┌─ Provided records
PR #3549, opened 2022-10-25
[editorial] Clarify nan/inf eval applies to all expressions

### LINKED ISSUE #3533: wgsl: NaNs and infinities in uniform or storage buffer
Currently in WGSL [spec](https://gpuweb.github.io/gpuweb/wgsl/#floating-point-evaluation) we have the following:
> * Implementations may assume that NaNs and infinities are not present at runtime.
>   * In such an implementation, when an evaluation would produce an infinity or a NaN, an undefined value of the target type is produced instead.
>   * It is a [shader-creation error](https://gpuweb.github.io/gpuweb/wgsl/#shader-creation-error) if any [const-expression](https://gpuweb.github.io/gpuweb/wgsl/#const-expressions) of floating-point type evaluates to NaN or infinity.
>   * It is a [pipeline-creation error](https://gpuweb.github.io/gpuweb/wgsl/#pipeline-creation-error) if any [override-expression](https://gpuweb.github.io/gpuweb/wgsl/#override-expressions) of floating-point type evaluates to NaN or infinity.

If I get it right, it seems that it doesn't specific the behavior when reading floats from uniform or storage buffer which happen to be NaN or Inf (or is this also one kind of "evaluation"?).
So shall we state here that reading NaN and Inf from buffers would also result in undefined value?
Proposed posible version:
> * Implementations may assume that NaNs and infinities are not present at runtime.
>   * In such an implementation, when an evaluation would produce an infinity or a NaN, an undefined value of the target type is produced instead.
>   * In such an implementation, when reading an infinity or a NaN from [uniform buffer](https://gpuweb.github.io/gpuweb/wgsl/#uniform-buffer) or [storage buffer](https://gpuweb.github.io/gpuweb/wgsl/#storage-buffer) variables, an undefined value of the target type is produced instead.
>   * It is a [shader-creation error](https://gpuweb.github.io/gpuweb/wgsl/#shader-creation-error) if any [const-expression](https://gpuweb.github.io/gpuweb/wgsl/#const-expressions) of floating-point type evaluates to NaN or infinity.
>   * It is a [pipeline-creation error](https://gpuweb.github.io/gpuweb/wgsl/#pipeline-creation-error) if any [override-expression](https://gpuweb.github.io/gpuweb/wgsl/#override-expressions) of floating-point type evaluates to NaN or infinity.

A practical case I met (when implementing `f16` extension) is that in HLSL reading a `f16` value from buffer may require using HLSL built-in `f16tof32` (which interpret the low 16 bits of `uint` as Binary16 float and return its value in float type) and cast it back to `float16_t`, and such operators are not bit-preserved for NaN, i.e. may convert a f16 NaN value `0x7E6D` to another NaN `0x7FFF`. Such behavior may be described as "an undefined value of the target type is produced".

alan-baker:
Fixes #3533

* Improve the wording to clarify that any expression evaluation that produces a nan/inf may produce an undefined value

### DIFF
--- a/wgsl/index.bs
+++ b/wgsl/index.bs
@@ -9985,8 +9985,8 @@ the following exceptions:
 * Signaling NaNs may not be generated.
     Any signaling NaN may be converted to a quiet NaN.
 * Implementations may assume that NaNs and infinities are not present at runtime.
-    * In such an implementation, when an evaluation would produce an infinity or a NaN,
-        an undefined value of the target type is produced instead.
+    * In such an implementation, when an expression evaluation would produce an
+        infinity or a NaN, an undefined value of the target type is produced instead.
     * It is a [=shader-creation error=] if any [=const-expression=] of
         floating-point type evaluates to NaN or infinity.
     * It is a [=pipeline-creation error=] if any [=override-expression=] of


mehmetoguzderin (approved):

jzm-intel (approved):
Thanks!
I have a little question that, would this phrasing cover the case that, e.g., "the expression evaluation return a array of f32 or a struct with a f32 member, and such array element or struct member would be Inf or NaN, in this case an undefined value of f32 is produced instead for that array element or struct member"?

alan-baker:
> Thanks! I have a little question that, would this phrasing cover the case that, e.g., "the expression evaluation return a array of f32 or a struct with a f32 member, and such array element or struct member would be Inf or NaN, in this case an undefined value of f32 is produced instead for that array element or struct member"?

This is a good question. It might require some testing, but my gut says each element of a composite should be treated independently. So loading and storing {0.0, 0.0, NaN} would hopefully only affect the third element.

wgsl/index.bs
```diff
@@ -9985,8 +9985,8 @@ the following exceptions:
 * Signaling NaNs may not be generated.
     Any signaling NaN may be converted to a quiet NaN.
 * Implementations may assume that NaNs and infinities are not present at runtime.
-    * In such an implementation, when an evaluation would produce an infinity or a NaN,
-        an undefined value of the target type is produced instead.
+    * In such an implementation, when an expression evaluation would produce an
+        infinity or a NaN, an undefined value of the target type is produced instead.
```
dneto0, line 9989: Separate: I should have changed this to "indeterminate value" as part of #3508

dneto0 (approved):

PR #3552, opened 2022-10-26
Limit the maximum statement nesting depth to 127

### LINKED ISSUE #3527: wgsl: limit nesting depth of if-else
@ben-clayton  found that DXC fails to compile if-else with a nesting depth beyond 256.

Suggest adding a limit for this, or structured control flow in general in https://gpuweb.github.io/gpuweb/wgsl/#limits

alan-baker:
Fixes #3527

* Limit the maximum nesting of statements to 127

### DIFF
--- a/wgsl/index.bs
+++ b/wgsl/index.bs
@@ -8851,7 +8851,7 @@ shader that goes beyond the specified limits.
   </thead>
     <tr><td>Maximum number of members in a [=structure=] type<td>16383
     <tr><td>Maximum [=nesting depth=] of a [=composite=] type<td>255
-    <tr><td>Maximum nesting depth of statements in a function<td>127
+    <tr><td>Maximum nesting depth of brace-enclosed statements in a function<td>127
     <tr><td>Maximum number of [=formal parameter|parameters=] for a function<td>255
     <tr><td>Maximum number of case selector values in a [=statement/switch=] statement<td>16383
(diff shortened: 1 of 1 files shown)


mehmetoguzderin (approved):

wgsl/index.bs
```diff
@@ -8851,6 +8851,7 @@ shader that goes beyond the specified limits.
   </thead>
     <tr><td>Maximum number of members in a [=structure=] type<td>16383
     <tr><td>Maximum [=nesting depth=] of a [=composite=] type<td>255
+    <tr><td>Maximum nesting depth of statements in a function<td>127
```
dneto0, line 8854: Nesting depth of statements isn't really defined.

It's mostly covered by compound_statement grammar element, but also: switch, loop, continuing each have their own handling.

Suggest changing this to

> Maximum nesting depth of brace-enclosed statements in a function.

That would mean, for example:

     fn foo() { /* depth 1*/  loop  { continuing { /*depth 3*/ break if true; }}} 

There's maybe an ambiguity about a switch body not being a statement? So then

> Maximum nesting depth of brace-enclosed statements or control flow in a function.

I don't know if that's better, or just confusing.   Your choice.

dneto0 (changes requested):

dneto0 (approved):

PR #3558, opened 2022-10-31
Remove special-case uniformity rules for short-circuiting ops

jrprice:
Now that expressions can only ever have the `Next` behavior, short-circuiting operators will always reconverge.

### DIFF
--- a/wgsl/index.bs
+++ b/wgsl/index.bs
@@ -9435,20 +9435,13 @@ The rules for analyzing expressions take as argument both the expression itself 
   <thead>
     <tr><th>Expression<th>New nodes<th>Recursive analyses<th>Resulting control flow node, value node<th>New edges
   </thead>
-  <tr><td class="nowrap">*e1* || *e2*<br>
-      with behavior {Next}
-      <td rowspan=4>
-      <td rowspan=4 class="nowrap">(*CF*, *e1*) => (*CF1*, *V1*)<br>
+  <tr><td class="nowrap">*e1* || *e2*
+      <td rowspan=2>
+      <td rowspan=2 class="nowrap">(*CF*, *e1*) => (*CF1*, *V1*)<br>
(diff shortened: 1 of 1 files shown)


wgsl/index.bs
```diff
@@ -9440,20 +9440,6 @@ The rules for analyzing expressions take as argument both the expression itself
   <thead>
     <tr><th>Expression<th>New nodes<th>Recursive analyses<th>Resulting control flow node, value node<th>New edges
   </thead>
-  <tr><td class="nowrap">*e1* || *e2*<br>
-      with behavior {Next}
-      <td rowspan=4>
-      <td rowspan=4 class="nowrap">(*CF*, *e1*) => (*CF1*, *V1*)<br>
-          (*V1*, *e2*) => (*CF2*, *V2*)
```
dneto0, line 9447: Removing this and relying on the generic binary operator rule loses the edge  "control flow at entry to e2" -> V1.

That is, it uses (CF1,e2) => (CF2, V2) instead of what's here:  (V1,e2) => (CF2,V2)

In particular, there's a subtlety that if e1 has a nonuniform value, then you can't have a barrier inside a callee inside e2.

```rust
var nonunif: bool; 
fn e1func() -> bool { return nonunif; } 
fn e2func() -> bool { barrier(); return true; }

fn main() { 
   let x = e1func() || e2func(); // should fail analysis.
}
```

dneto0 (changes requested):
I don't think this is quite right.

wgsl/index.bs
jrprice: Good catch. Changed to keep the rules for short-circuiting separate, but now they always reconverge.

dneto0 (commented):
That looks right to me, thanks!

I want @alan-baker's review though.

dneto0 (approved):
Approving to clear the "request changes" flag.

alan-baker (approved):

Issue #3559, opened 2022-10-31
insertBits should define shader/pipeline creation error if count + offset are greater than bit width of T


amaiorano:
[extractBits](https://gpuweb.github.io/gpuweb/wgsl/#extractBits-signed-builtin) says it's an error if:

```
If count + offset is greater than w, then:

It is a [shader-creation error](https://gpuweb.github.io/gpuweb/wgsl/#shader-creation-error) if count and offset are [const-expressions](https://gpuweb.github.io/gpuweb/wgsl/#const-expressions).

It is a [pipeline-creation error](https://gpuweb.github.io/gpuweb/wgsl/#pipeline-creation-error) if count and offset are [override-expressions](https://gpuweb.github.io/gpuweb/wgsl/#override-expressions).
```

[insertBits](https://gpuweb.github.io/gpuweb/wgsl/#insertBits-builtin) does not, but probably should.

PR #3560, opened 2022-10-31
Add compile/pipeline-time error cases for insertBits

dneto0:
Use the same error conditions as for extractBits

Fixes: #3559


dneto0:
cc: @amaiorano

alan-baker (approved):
└─
Assignment: The expected answer is every line in the data above that carries the string "rules".

Result of this exercise:
Remove special-case uniformity rules for short-circuiting ops
@@ -9435,20 +9435,13 @@ The rules for analyzing expressions take as argument both the expression itself 
@@ -9440,20 +9440,6 @@ The rules for analyzing expressions take as argument both the expression itself
jrprice: Good catch. Changed to keep the rules for short-circuiting separate, but now they always reconverge.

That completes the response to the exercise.